Neither the Senate version - nor the slightly less severe proposal suggested yesterday by the House of Representatives Budget Committee - would include Mr Obama's scheme for a $15 billion a year “cap-and-trade” system on carbon use. This has encountered stiff resistance from Democrats in coalmining states such as the key electoral battlegrounds of Ohio and Pennsylvania, who say that 85 per cent of their energy comes from such fossil fuels and that it could have a devastating effect on a manufacturing sector already stricken by the recession.
Eric Cantor, a member of the Republican leadership in the House, claimed yesterday that Mr Obama's budget was “so far out of the mainstream” that even Democrats were reluctant to support it.
The more liberal Democrats are furious that key parts of Mr Obama's agenda are being threatened by the moderate wing of the party - the Blue Dogs. But Senator Ben Nelson said before lunch with the President yesterday: “I truly believe we're going to have to reduce the spending levels significantly. We're going to have to shift, create a continuum for a lot of the goals and priorities for more than one budget. Ultimately, he'll have to tell us how that can happen.”
The White House sought to put a brave face on the divisions yesterday. Peter Orszag, Mr Obama's budget director, said that the competing versions of the legislation submitted by Congress “may not be identical twins to what the President submitted - but they are certainly brothers that look an awful lot alike”.
He acknowledged that the “making work pay” tax credit may be lost but said that the Administration had “two years to figure this out” before the temporary version established in the economic stimulus package expired.
Mr Orszag said that the Administration was beginning a comprehensive review of the federal tax system to close loopholes and generate extra revenue to rein in the galloping deficits. He said: “The only constraints are no tax increases for families earning below $250,000 a year and no tax increases in 2009 and 2010” - when the economy is likely still to be weak.

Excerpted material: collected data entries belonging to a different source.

PR #2210, opened 2022-07-06
Add support for loading PHA filament

dhiltonp:
colorFabb has released allPHA, with 190-200C printing temp and a cooled heat bed: https://colorfabb.com/allpha-natural

The code compiles, but this code is not tested; I don't have a mini. I've put an equivalent PR for the i3 so I figured I may as well add PHA support here, too.

### DIFF
--- a/src/common/client_response.cpp
+++ b/src/common/client_response.cpp
@@ -38,7 +38,8 @@ const PhaseResponses ClientResponses::LoadUnloadResponses[CountPhases<PhasesLoad
 const PhaseResponses ClientResponses::PreheatResponses[CountPhases<PhasesPreheat>()] = {
     {}, //_first
     { Response::Abort, Response::Cooldown, Response::PLA, Response::PETG,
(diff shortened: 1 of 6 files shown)


pbozeman:
Is there any desire from prusa to take this pull request?  I've been almost exclusively using PHA because its better biodegradability and lack of microplastics compared to PLA and friends.   

Please accept this, or do your own PHA support.   Thanks!!  :)

(Note: I made my own custom build with a variant of this patch and it's kinda lame that I had to void my warranty by breaking my buddy board appendix to allow flashing unsigned fw.  I totally get not allowing unsigned fw, I'm referring more to needing to void my warranty to use PHA without all the "mismatched filament" warnings and proper load/unload support.)

danopernis:
@dhiltonp @pbozeman Thanks for your contribution and sorry for taking so much time to respond.

There is a better alternative proposed by @bkerler in #3657 which we are planning to eventually merge.

PR #2216, opened 2022-07-09
Connect: fix compilation after gcc upgrade

vorner:


vorner:
Already merged as part of #2217

PR #2217, opened 2022-07-09
PL: Less remove calls

vorner:


laloch (approved):
Looks and works just fine. Thanks!

PR #2218, opened 2022-07-09
PrusaLink: Avoid unnecessary calls to remove

vorner:
Previously, every instance in a move-chain of GcodeUpload attempted to
remove() the temporary file. That failed, because it was held open and
alive by the newer (moved-to) instance, but it was still bothering the
USB storage, trying to delete the (still open) file.

Track if we are the "living" instance or just an empty shell we moved
from and try to close or delete things only in the last instance that
really dies, not moves.


laloch (approved):
Looks and works just fine. Thanks!

PR #2223, opened 2022-07-11
ESP: Show wifi link status on dev

vorner:
Show some more info about the internal / link state of the wifi in the
menu. Only accessible in dev builds („green“ menu).


vorner:
For the record: I've merged it as it is for now (dev only), will talk with relevant „UI“ people if they want it in non-dev. In such case, I'd add translation and make it normal „white“ item.

PR #114, opened 2019-10-25
Downgrading

roblevintennis:
**Description:**
The node engine requirement would require monorepo et al to upgrade node. It seems like eslint runs fine with 10.6 so this PR downgrades to match what we have across our stack.

- https://github.com/getethos/ethos-design-system/pull/104/files

`yarn lint` runs fine. We have a lot to fix apparently, but that should be done on a follow up branch I think since it's not blocking our consumers as the node engine thing IS.

### DIFF
--- a/package.json
+++ b/package.json
@@ -79,9 +79,6 @@
     "webpack": "^4.39.3",
     "webpack-dev-server": "^3.8.0"
   },
-  "engines": {
-    "node": "^10.16.3"
-  },
   "husky": {
     "hooks": {
       "pre-push": "yarn test"


package.json
```diff
@@ -80,7 +80,7 @@
     "webpack-dev-server": "^3.8.0"
   },
   "engines": {
-    "node": "^10.16.3"
+    "node": "^10.6.0"
```
roblevintennis: I can tell this is working by CD'ing out of the EDS and back into it, and `avn` sets the node version to 10.6 as expected.

roblevintennis:
image

roblevintennis:
__Update__

Just removing the `engines` clause seems to be best move as it allows us to keep the new stuff we want mainly for our own dev linting etc., but consumers aren't forced to upgrade node.

PR #115, opened 2019-10-25
Revert "Eslint (#104)"

zach-ethos:
This reverts commit ae81997fd11a14af453a0e995512fbbd7d9bcc14.


roblevintennis:
I'm going to try just removing the engine clause. We should be able  to use whatever version of node et al we want, just not force consumers to since we're don't have many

Mr Obama used his press conference on Tuesday night to urge Congress to back a budget that he accepted might need improvement in some areas. “If we acknowledge that we make mistakes sometimes and that we don't always have the right answer, and we're inheriting very knotty problems, [then] we can pass healthcare, we can find better solutions to our energy challenges, we can teach our children more effectively, we can deal with a very real budget crisis that is not fully dealt with in my budget at this point, but makes progress.”
Although he insisted that the healthcare and education measures were essential components of investments that would save money in the long term, he left himself room for manoeuvre over the cap-and-trade system, saying that it might take account of “regional differences” on carbon use.
Promises, promises
On healthcare “The question isn't how we can afford to focus on healthcare. The question is how we can afford not to. Because in order to fix our economic crisis and rebuild our middle class, we need to fix our healthcare system, too.”
October 4, 2008
On tax cuts “The choice in this election isn't between tax cuts and no tax cuts. It's about whether you believe we should only reward wealth or whether we should also reward the workers and workers who create wealth. I will give a tax break to 95 per cent of Americans who work every day and get taxes taken out of their pay cheques every week.”
October 27, 2008
On cap and trade “The market will set the price, but unlike the other cap and trade proposals that have been offered in this race no business will be allowed to emit any greenhouse gases for free. Businesses don't own the sky, the public does, and if we want them to stop polluting it, we have to put a price on all pollution.”